| Work required |
Scan the records below. List lines holding "existing".
=== Source material ===
PR #81, opened 2022-03-17
Extending type creates new property if existing property types are different

Christopher-Masselli:
When extending a type by adding a property and the type already has an existing property we were just extending that existing property this causes issues if the new property has a different type than the existing property. To fix it if the types of the new property and existing property are different create a new property instead of extending the existing one.

### DIFF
===
| Task solution |
Extending type creates new property if existing property types are different
When extending a type by adding a property and the type already has an existing property we were just extending that existing property this causes issues if the new property has a different type than the existing property. To fix it if the types of the new property and existing property are different create a new property instead of extending the existing one.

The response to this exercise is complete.